§ AIM OF THE EXERCISE: Would you retype the records below exactly as they appear?

[Dataset entries]
^^^^

PR #722, opened 2015-03-04
fixing source maps for 0.7

elia:

PR #723, opened 2015-03-04
source map server now returns .js.rb and .js.opal source files 

catmando:
Files start as foo.js.rb (or foo.js.opal)

the source map will reference the file as foo.rb

the server needs to recreate the name (either adding .js.rb or .js.opal) before sending it to sprockets to get the file.

### DIFF
--- a/CHANGELOG.md
+++ b/CHANGELOG.md
@@ -10,6 +10,8 @@
 
 *   `String#succ` and `String#next` implementation fully compliant with rubyspec
 
+*   `String#===`, `String#==`, and `String#eql?` implementation fully compliant with rubyspec
+
 ## 0.7.1 2015-02-14
 
 *   CLI options `-d` and `-v` now set respectively `$DEBUG` and `$VERBOSE`
--- a/lib/opal/sprockets/server.rb
+++ b/lib/opal/sprockets/server.rb
@@ -45,7 +45,8 @@ module Opal
 
         return [200, {"Content-Type" => "text/json"}, [source.to_s]]
       when %r{^(.*)\.rb$}
-        source = File.read(sprockets.resolve(path_info))
+        source = File.read(sprockets.resolve(path_info.gsub(/rb$/,"js.rb"))) rescue nil
+        source ||= File.read(sprockets.resolve(path_info.gsub(/rb$/,"js.opal"))) rescue nil
         return not_found(path_info) if source.nil?
         return [200, {"Content-Type" => "text/ruby"}, [source]]
       else
--- a/opal/corelib/string.rb
+++ b/opal/corelib/string.rb
@@ -75,9 +75,15 @@ class String
   end
 
   def ==(other)
-    return false unless String === other
-
-    `#{to_s} == #{other.to_s}`
+    %x{
+      if (other.$$is_string) {
+        return self.toString() === other.toString();
+      }
+      if (#{Opal.respond_to? `other`, :to_str}) {
+        return #{other == self};
+      }
+      return false;
+    }
   end
 
   alias eql? ==
--- a/opal/corelib/string.rb
+++ b/opal/corelib/string.rb
@@ -703,10 +703,9 @@ class String
       while ((match = pattern.exec(self)) != null) {
         var match_data = #{MatchData.new `pattern`, `match`};
         if (block === nil) {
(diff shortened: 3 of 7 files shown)


elia:
Thanks, I'll merge the specs manually in #722 and push it when it's ready

catmando:
I was finding other problems when I tried running on my own tests against master, so I went back and used v0.7.1 for my initial work on this problem.  If possible it would be great if the source_map changes could be integrated into a V0.7.1 patch so it could be released.

elia:
0.7.2 will be based on master so it should be fine. 

This unless you switched back to 0.7.1 for something serious…

catmando:
yeah rspec doesn't work (at least from rails)  I just added a problem for that.

elia:
Thanks:)

catmando:
I assume the build failure was not me?  I only ran the rspec tests and they all passed on both v0.7.1 and master

jaredcwhite:
I actually save many of my files as *.opal, as in some_file.opal. Currently this works. I'm concerned this pull-request doesn't take that into account. (Unless *.opal has been deprecated and I'm not aware).

elia:
@catmando the pull is against master, hence the failure
@jaredcwhite we talked about removing .opal support but didn't take any action yet, surely it's more difficult to keep support for two extensions (plus optional .js before it)

catmando:
@jaredcwhite

It does explicitly check for .js.opal... here is the test spec:

+    it 'serves the original source files ending with .js.opal' do
+      source_path = '/assets/source_map/source_files/a_file_ending_in_opal.rb'
+      
+      get source_path
+      
+      expect(last_response).to be_ok
+      expect(last_response.body).to start_with("#a_file_ending_in_opal")
+    end 

Note that there is no test in the specs for files ending in .opal without the .js first.  I believe files like foo.opal will continue to work, as nothing changed to effect that, but I am not sure if it will deliver the original source file to the debugger.

If you are successfully using foo.opal and it is source mapping this today, let me know and I will add it to the test spec, and make sure it works.

If you are doing foo.js.opal, then this definitely works.

catmando:
@elia you mentioned supporting foo.rb (without the .js. in between)... source maps will NOT work today in this case.  I think they could be made to work if that is desired.  

Currently this is what happens:

foo.rb, goes through sprockets and gets compiled to a javascript file with the same name (i.e. foo.rb).  

The source map references the source file also called foo.rb.

So the source server will never see the request, because there is no way to tell foo.rb from foo.rb.

I could see a couple of solutions:

1) during the translation of foo.rb also update the name to foo.js.  Thus we have to file names.  Not sure if this is even possible.

2) during the generation of the source map change the name of the mapped file to foo.rb.source, and update the source server to strip the .source off.  This would actually be an improvement from today's situation.

As always be happy to take this on, and apologies if this is not the best forum for this discussion.

jaredcwhite:
@ella @catmando I guess I don't mind changing from foo.opal to foo.js.opal if that ends up be required -- I just want to make sure I'm not forced to do foo.js.rb at some point because it's less confusing to me to be able to tell at-a-glance whether some code is client-side vs. server-side (server is rb, client is opal)

elia:
@catmando this is the discussion forum I prefer ;)

Feel free to add specs for .js.opal and .opal in a PR targeting my wip branch (or just drop the code anywhere and I'll add it myself)

catmando:
The js.opal and js.rb specs were added with this pull request.  The question is do we expect foo.rb and foo.opal to also be handled properly?

Imho I suggest that .opal be deprecated, and that only foo.js.rb be recognized for proposes of source mapping. 

@jaredcwhite:  files ending in .js.rb are easily identified as client side, due to the js in the name...

ryanstout:
I'm only half following this conversation, but in volt we use .rb and have code that runs in both mri and opal. So .js.rb would break a lot of things for us and cause major issues. :-)

elia:
Goal here is to work with everything so I'm stripping every extension when storing and retrieving sourcemaps and ruby files. The browser will see ruby files as .rb and maps as .map.

catmando:
Okay!  Given this I will add specs and make sure source maps work for files ending in .rb.

elia:
On master source-maps are now served inline with embedded sources, that means that we don't do the additional requests anymore and thus the extension problems are gone for good. WIN WIN 😄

^^^^

§ ANSWER SPACE:
PR #722, opened 2015-03-04
fixing source maps for 0.7

elia:

PR #723, opened 2015-03-04
source map server now returns .js.rb and .js.opal source files 

catmando:
Files start as foo.js.rb (or foo.js.opal)

the source map will reference the file as foo.rb

the server needs to recreate the name (either adding .js.rb or .js.opal) before sending it to sprockets to get the file.

### DIFF
--- a/CHANGELOG.md
+++ b/CHANGELOG.md
@@ -10,6 +10,8 @@
 
 *   `String#succ` and `String#next` implementation fully compliant with rubyspec
 
+*   `String#===`, `String#==`, and `String#eql?` implementation fully compliant with rubyspec
+
 ## 0.7.1 2015-02-14
 
 *   CLI options `-d` and `-v` now set respectively `$DEBUG` and `$VERBOSE`
--- a/lib/opal/sprockets/server.rb
+++ b/lib/opal/sprockets/server.rb
@@ -45,7 +45,8 @@ module Opal
 
         return [200, {"Content-Type" => "text/json"}, [source.to_s]]
       when %r{^(.*)\.rb$}
-        source = File.read(sprockets.resolve(path_info))
+        source = File.read(sprockets.resolve(path_info.gsub(/rb$/,"js.rb"))) rescue nil
+        source ||= File.read(sprockets.resolve(path_info.gsub(/rb$/,"js.opal"))) rescue nil
         return not_found(path_info) if source.nil?
         return [200, {"Content-Type" => "text/ruby"}, [source]]
       else
--- a/opal/corelib/string.rb
+++ b/opal/corelib/string.rb
@@ -75,9 +75,15 @@ class String
   end
 
   def ==(other)
-    return false unless String === other
-
-    `#{to_s} == #{other.to_s}`
+    %x{
+      if (other.$$is_string) {
+        return self.toString() === other.toString();
+      }
+      if (#{Opal.respond_to? `other`, :to_str}) {
+        return #{other == self};
+      }
+      return false;
+    }
   end
 
   alias eql? ==
--- a/opal/corelib/string.rb
+++ b/opal/corelib/string.rb
@@ -703,10 +703,9 @@ class String
       while ((match = pattern.exec(self)) != null) {
         var match_data = #{MatchData.new `pattern`, `match`};
         if (block === nil) {
(diff shortened: 3 of 7 files shown)


elia:
Thanks, I'll merge the specs manually in #722 and push it when it's ready

catmando:
I was finding other problems when I tried running on my own tests against master, so I went back and used v0.7.1 for my initial work on this problem.  If possible it would be great if the source_map changes could be integrated into a V0.7.1 patch so it could be released.

elia:
0.7.2 will be based on master so it should be fine. 

This unless you switched back to 0.7.1 for something serious…

catmando:
yeah rspec doesn't work (at least from rails)  I just added a problem for that.

elia:
Thanks:)

catmando:
I assume the build failure was not me?  I only ran the rspec tests and they all passed on both v0.7.1 and master

jaredcwhite:
I actually save many of my files as *.opal, as in some_file.opal. Currently this works. I'm concerned this pull-request doesn't take that into account. (Unless *.opal has been deprecated and I'm not aware).

elia:
@catmando the pull is against master, hence the failure
@jaredcwhite we talked about removing .opal support but didn't take any action yet, surely it's more difficult to keep support for two extensions (plus optional .js before it)

catmando:
@jaredcwhite

It does explicitly check for .js.opal... here is the test spec:

+    it 'serves the original source files ending with .js.opal' do
+      source_path = '/assets/source_map/source_files/a_file_ending_in_opal.rb'
+      
+      get source_path
+      
+      expect(last_response).to be_ok
+      expect(last_response.body).to start_with("#a_file_ending_in_opal")
+    end 

Note that there is no test in the specs for files ending in .opal without the .js first.  I believe files like foo.opal will continue to work, as nothing changed to effect that, but I am not sure if it will deliver the original source file to the debugger.

If you are successfully using foo.opal and it is source mapping this today, let me know and I will add it to the test spec, and make sure it works.

If you are doing foo.js.opal, then this definitely works.

catmando:
@elia you mentioned supporting foo.rb (without the .js. in between)... source maps will NOT work today in this case.  I think they could be made to work if that is desired.  

Currently this is what happens:

foo.rb, goes through sprockets and gets compiled to a javascript file with the same name (i.e. foo.rb).  

The source map references the source file also called foo.rb.

So the source server will never see the request, because there is no way to tell foo.rb from foo.rb.

I could see a couple of solutions:

1) during the translation of foo.rb also update the name to foo.js.  Thus we have to file names.  Not sure if this is even possible.

2) during the generation of the source map change the name of the mapped file to foo.rb.source, and update the source server to strip the .source off.  This would actually be an improvement from today's situation.

As always be happy to take this on, and apologies if this is not the best forum for this discussion.

jaredcwhite:
@ella @catmando I guess I don't mind changing from foo.opal to foo.js.opal if that ends up be required -- I just want to make sure I'm not forced to do foo.js.rb at some point because it's less confusing to me to be able to tell at-a-glance whether some code is client-side vs. server-side (server is rb, client is opal)

elia:
@catmando this is the discussion forum I prefer ;)

Feel free to add specs for .js.opal and .opal in a PR targeting my wip branch (or just drop the code anywhere and I'll add it myself)

catmando:
The js.opal and js.rb specs were added with this pull request.  The question is do we expect foo.rb and foo.opal to also be handled properly?

Imho I suggest that .opal be deprecated, and that only foo.js.rb be recognized for proposes of source mapping. 

@jaredcwhite:  files ending in .js.rb are easily identified as client side, due to the js in the name...

ryanstout:
I'm only half following this conversation, but in volt we use .rb and have code that runs in both mri and opal. So .js.rb would break a lot of things for us and cause major issues. :-)

elia:
Goal here is to work with everything so I'm stripping every extension when storing and retrieving sourcemaps and ruby files. The browser will see ruby files as .rb and maps as .map.

catmando:
Okay!  Given this I will add specs and make sure source maps work for files ending in .rb.

elia:
On master source-maps are now served inline with embedded sources, that means that we don't do the additional requests anymore and thus the extension problems are gone for good. WIN WIN 😄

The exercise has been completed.